_The problem_.
Given the records below, would you repeat exactly the lines that begin at the one containing "KTOR-7540 Turn TypeInfo.reifiedType" and end at the one containing "common source set", inclusive?

_Data in this exercise_.
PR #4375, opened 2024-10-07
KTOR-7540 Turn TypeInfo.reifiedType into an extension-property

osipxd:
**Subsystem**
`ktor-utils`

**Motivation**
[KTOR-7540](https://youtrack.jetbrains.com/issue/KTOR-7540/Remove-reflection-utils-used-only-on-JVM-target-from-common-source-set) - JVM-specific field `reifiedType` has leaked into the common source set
--
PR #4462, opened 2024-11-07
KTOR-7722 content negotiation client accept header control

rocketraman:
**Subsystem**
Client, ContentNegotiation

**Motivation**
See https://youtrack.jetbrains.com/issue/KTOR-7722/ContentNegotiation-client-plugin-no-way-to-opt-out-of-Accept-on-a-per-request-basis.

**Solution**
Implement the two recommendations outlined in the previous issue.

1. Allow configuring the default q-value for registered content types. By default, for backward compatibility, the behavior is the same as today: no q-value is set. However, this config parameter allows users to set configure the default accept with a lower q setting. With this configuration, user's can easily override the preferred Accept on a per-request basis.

_Completed task_.
KTOR-7540 Turn TypeInfo.reifiedType into an extension-property

osipxd:
**Subsystem**
`ktor-utils`

**Motivation**
[KTOR-7540](https://youtrack.jetbrains.com/issue/KTOR-7540/Remove-reflection-utils-used-only-on-JVM-target-from-common-source-set) - JVM-specific field `reifiedType` has leaked into the common source set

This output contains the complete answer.